Your answer should be one number: the count of lines in the data below that include "components".
*****
PR #447, opened 2019-06-26
Revert "AppSidebar: fix tab validation: tabs are optional"

skjnldsv:
Reverts nextcloud/nextcloud-vue#445

### DIFF
--- a/src/components/AppSidebar/AppSidebar.vue
+++ b/src/components/AppSidebar/AppSidebar.vue
@@ -166,27 +166,22 @@ export default {
 	},
 	mounted() {
 		// Init tabs from $children
-		const tabs = this.$children.filter(comp => comp.$options.name === 'AppSidebarTab')
-		if (tabs.length === 0 || tabs.length === this.$children.length) {
-			this.tabs = tabs.reduce((tabs, tab) => {
-				if (!tab.name || typeof tab.name !== 'string') {
-					Vue.util.warn(`This tab is missing a valid name: ${tab.name}`, tab)
-					return tabs
-				}
-				if (!IsValidString(tab.id)) {
-					Vue.util.warn(`This tab is missing a valid id: ${tab.id}`, tab)
-					return tabs
-				}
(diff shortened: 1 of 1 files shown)


skjnldsv:
Hey @korelstar 
There was an issue with your fix. If you're not using the appsidebarTab component, then the tabs are always empty, so using reduce on an empty array will never check anything :)

skjnldsv:
Could you open again a fix so we can have a better look at it? :)
You're awesome! Tanks! :hugs:

korelstar:
What exactly didn't work and why should it work? It is intended, that non-AppSidebarTab's are not shown as tabs but as normal content.

skjnldsv:
Issue is that you can use other components as tabs, as long as you're providing the appropriate icon and name and id. Now if you check the tab component only, it will forbid it :)

(sorry about the late answer)

You can see the current pending pr that broke after your patch : https://github.com/nextcloud/server/pull/15719
:wink:

korelstar:
Okay, then I suggest to make the check as you wrote: a children is treated as tab if it has icon, id and name, otherwise it is treated as non-tab content. However, then your detailed warnings are not possible anymore.

The only other solution I see is to revert #420, since that enforces tabs, which is not intended.

skjnldsv:
I'll adapt your pr and 420 :)
Thanks for the help @korelstar ! :hugs: 

PS: are you coming at the conference this year? :rocket:

korelstar:
What about using different template slots for tabs and for non-tab-content? Then, it would be easy to check if and warn if not only one of them is used. I think that would provide a much clearer distinction between these two use cases. Unfortunately, this would be a breaking change (slot has to be used for tabs).

What do you think, @skjnldsv ?

korelstar:
> I'll adapt your pr and 420 :)

@skjnldsv Any news on this? There is still an error message when using no tabs in AppSidebar. Are you fine with slitting tabs and non-tab content in two different template slots? Then I could provide a PR.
*****
- [Response area]: 3